Сейчас такое время — люди вкладывают деньги в другие вещи — квартиры, машины. Если посмотреть на каталоги и аукционы — ничего стоящего там не найти. Сплошная разрекламированная сладость. Карамель.Я не про то, что "давайте-ка быстро купите у меня картины"!  Нет. Просто если картины покупаются —  покупают то, что ни о чем не говорит. А те работы, которые сделаны по какой-то конкретной теме, например, теме Осетии, они почему-то уходят туда, где их не понимают. Например, недавно у меня ушли работы в Китай. Я уверен, что мало кто там их поймет.
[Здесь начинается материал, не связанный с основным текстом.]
PR #147, opened 2017-07-13
Add long term methods

sdtaylor:
I think this paragraph might fit here.   

The supplement table is straight from the downscaled cmip website. I only included models that we used. Tredennick 2016 used this same table so I think it should be fine.


ethanwhite:
LGTM. Will leave it to @davharris to merge once he's had a look.

davharris:
Looks good to me, except that the term "naive" is already being used to describe a forecasting method. Maybe "simple"?

sdtaylor:
What about "naive NDVI forecast"? We'll run out of adjectives pretty quick
if we can only use naive once.

davharris:
I think we have plenty of adjectives available (see below). We're currently using "naive" to basically mean that we project forward based on 2013 alone, in direct contrast to averaging over all the years. So using "naive" to mean "average" is confusing, in my opinion.

In approximately descending order of preference, here are some alternatives I've come up with: 

* simple
* simplified
* basic
* rough
* primitive
* bare-bones
* vanilla
* lightweight
* makeshift

sdtaylor:
Ok, simple it is

PR #161, opened 2017-08-15
Big manuscript edits

davharris:
Also some changes to the code for "future" data and plotting.

Also a little R script (`manuscript/knit.R`) that deals with the cases where R code got printed in the PDF instead of evaluated.

Still need to finish polishing/labeling the figures and adding some citations, but otherwise I think this is getting really close.


ethanwhite:
Overall this looks great. And I'd be happy to merge it and then move on to the next round of editing with the exception of the complete removal of the Discussion paragraph on how error increases over time. I think it's a pretty important paragraph both from a conceptual perspective (these kinds of issues are likely real and it would be good to talk about them here) and because a natural point of skepticism about our study is the relatively short time scale of our hindcast test period, which this paragraph addresses directly.

davharris:
@ethanwhite That paragraph wasn't accurate anymore according to the results I had. I didn't see any sign that mistnet and GBM were catching up anymore.  It's possible that the paragraph will become accurate again once we fix the 1982 data though. I thought that we were still talking about increasing error over time elsewhere, but it's possible I'm mistaken.

Maybe the best option is to leave that paragraph in for now, with a [[note]] that we should double-check it after the final models are run?

ethanwhite:
> Maybe the best option is to leave that paragraph in for now, with a [[note]] that we should double-check it after the final models are run?

Yeah, that sounds good. I think we need the time-horizon/scale discussion regardless of whether we see the convergence or not, so it might need to be edited, but not removed.

ethanwhite:
Also, is this based on the current results on the T-drive?

davharris:
> it might need to be edited, but not removed.

I'll add the paragraph back in, with a note

> Also, is this based on the current results on the T-drive?

Yes

ethanwhite:
Thanks @davharris, in it goes.

PR #169, opened 2017-08-18
Editorial changes to abstract

ethanwhite:


ethanwhite:
I'm going to PR these edits in section by section to give us more granularity for discussion, further edits, and improvements, with the goal of having everything that goes in be something that everyone is happy with as a near final form.

PR #173, opened 2017-08-18
Editorial work on Methods section

ethanwhite:
This is built on 9ec2b2b since Table 1 was moved into the methods from the intro.


ethanwhite:
Replaced by #174 (rebased version)

PR #175, opened 2017-08-19
plotting code

davharris:
This fixes a bunch of stuff, including labels and colors. But I don't have the mistnet results on this machine, so mistnet is missing from all of the PNGs. 🙄

Will fix soon. In the mean time, feel free to let me know if you have any thoughts on the style/formatting/labeling/etc.


ethanwhite:
Flipping B and C in the performance over time figure would probably match more naturally with the way things are written up in the ms.

davharris:
Okay, cool. I've added mistnet, cleaned up some labels, and flipped panels B and C like @ethanwhite  suggested. Ready for review now.

ethanwhite:
Why are the densities such much smaller in the bottom panel of `observers.png` than the top?

davharris:
> Why are the densities such much smaller in the bottom panel of observers.png than the top?

This is tricky.  The Naive Baseline's Deviance violin is made almost entirely of zeros, so it's approaching a strip with zero height (and thus zero area; see below). Within a panel, the violins all have the same area, so the other ones are tiny too.

image

We have a few options. In no particular order:

1) Switch to boxplots or histograms or something else.

2) Re-scale everything so that the violins have constant width instead of constant area.  This doesn't really solve the problem, since some violins will still end up much larger than others. Arguably, this option is worse, since the differences in visual weight will occur within panels (instead of between them, as is happening now).

3) Tweak the bandwidth parameters for the violins.  This is probably our best option if we can make it work, so I'll start playing with it.

ethanwhite:
Thanks for the explanation. I don't think this is a high priority since we could submit it this way and clean it up later if necessary.

ethanwhite:
Other than the oddity with the observer model violins this all looks great. In it goes!

PR #177, opened 2017-08-23
Minor wording suggestions

davharris:
Tweaks of Ethan's wording in 2 places


ethanwhite:
Should it be "forecasted" or "forecast"... how about "Given forecasts for..."

Other than that, LGTM.

davharris:
I like "Given forecasts for..." a lot.  Will update and merge.

PR #831, opened 2024-12-27
feat: BMG Labtech SMART Control - initial implementation

joshua-benchling:
Added new adapter Bmg Labtech Smart Control


tests/parsers/bmg_labtech_smart_control/testdata/fluroescence_endpoint_example1.json
```diff
@@ -0,0 +1,5340 @@
...
+                            },
+                            "measurement identifier": "BMG_LABTECH_SMART_CONTROL_TEST_ID_0",
+                            "sample document": {
+                                "sample identifier": "Standard S1",
+                                "location identifier": "A01",
+                                "sample role type": "standard sample role",
+                                "well plate identifier": "Plate 3",
+                                "mass concentration": {
+                                    "value": 1000.0,
+                                    "unit": "pg/mL"
```
james-leinas, line 51: @joshua-benchling, since SMART Control reports the concentration in ng/mL and the Plate Reader schema accepts only pg/mL, we'll need to do a conversion from ng/mL within the adapter.

image

tests/parsers/bmg_labtech_smart_control/testdata/fluroescence_endpoint_example1.json
```diff
@@ -0,0 +1,5340 @@
...
+                    "measurement document": [
+                        {
+                            "device control aggregate document": {
+                                "device control document": [
+                                    {
+                                        "device type": "fluorescence detector",
+                                        "detection type": "fluorescence",
+                                        "detector distance setting (plate reader)": {
+                                            "value": 5.9,
+
```
james-leinas, line 5318: @joshua-benchling, it looks like the data source identifier's for the `fluorescence` and `Average of all blanks used` features are swapped. The `fluorescence` feature should align to the first measurement document's `measurement identifier`

james-leinas (changes requested):

james-leinas (dismissed):
🎉

src/allotropy/parsers/bmg_labtech_smart_control/bmg_labtech_smart_control_structure.py
```diff
@@ -0,0 +1,217 @@
...
+
+
+def _get_measurement_time(date: str, time: str) -> str:
+    datetime_str = f"{date} {time}"
+    datetime_obj = datetime.strptime(datetime_str, "%m/%d/%Y %I:%M:%S %p").astimezone()
+    formatted_datetime = datetime_obj.strftime("%Y-%m-%d %H:%M:%S")
+    return formatted_datetime
+
+
+def _get_target_temperature(row: SeriesData) -> float | None:
```
nathan-stender, line 149: Nit, but I'd just move this logic inside the function, we already do simple 1 or 2 line processing on other fields.

In fact, because "set off" won't parse to a float, and you're just setting to None anyway, you can replace this with just: `row.get(float, TARGET_TEMPERATURE)` and it will work the same.

src/allotropy/parsers/bmg_labtech_smart_control/bmg_labtech_smart_control_structure.py
```diff
@@ -0,0 +1,217 @@
...
+        return []
+
+    non_blank_measurements = [
+        measurement
+        for group in measurement_groups
+        for measurement in group.measurements
+        if measurement.sample_role_type != SampleRoleType.blank_role
+    ]
+
+    blank_average = sum(
```
nathan-stender, line 174: We should not be manually calculating calculated data values, we should only report what is in the file.

I checked with @james-leinas and he says that this value should be the file

nathan-stender (changes requested):

src/allotropy/parsers/bmg_labtech_smart_control/bmg_labtech_smart_control_parser.py
```diff
@@ -0,0 +1,35 @@
...
+
+class BmgLabtechSmartControlParser(VendorParser[Data, Model]):
+    DISPLAY_NAME = DISPLAY_NAME
+    RELEASE_STATE = ReleaseState.RECOMMENDED
+    SUPPORTED_EXTENSIONS = BmgLabtechSmartControlReader.SUPPORTED_EXTENSIONS
+    SCHEMA_MAPPER = Mapper
+
+    def create_data(self, named_file_contents: NamedFileContents) -> Data:
+        reader = BmgLabtechSmartControlReader(named_file_contents)
+        measurement_groups = create_measurement_groups(reader.header, reader.data)
```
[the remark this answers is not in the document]
joshua-benchling: But this is actually used twice, as an argument for `Data` and an argument for `create_calculated_data_documents`

src/allotropy/parsers/bmg_labtech_smart_control/bmg_labtech_smart_control_structure.py
```diff
@@ -0,0 +1,217 @@
...
+        file_name=path.name,
+        unc_path=file_path,
+        software_name=SOFTWARE_NAME,
+    )
+
+
+def create_measurement_groups(
+    headers: SeriesData, data: pd.DataFrame
+) -> list[MeasurementGroup]:
+    def map_measurement_group(row: SeriesData) -> MeasurementGroup:
```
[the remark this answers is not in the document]
joshua-benchling: but I did use a global state outside of the function, which is the `headers`. The thing is that `map_rows` can´t pass additional arguments besides the data and the handler.

james-leinas (commented):
@nathan-stender, asked @joshua-benchling to log a warning rather than fail if we are unable to extract the average of blanks value from the file, since calculated data documents are optional. Will help to debug if issue with extracting the data

src/allotropy/parsers/bmg_labtech_smart_control/bmg_labtech_smart_control_parser.py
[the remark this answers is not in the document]
nathan-stender: Oops, I see 👍

src/allotropy/parsers/bmg_labtech_smart_control/bmg_labtech_smart_control_structure.py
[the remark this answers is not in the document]
nathan-stender: Ah, I didn't see that you had to use another argument. There actually is a way to do this: functools.partial

You can make:

`create_measurement_group(data: SeriesData, headers: SeriesData)`

and then call

`map_rows(data, partial(create_measurement_group, headers=headers))`

See tecan_magellan_parser for an example!

nathan-stender (changes requested):
Thanks for the fixes, and sorry I missed a couple things in my review - one more change!

james-leinas (dismissed):

src/allotropy/parsers/bmg_labtech_smart_control/constants.py
```diff
@@ -0,0 +1,13 @@
+from allotropy.allotrope.models.shared.components.plate_reader import SampleRoleType
+
+DISPLAY_NAME = "BMG SMART Control"
```
nathan-stender, line 3:
```suggestion
DISPLAY_NAME = "BMG Labtech SMART Control"
```
Sorry just noticed this

nathan-stender: (will need to update auto-generated tables as well)

nathan-stender (approved):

— Каковы твои планы на будущее?

— Мне сложно ответить, чем я буду заниматься дальше. Мне сложно ставить себя в какие-то рамки. Может быть, меня переклинит, и я вообще начну заниматься цветочками. А если серьезно, то сейчас в Цхинвале идет реконструкция драматического театра, где планируется роспись. Тема — нартский эпос. Если так подумать — это моя прямая обязанность. Согласно моему диплому — я художник — монументалист. Стенки — это то, чему нас учили. Поэтому, бесспорно, мне бы хотелось принять участие в этом проекте.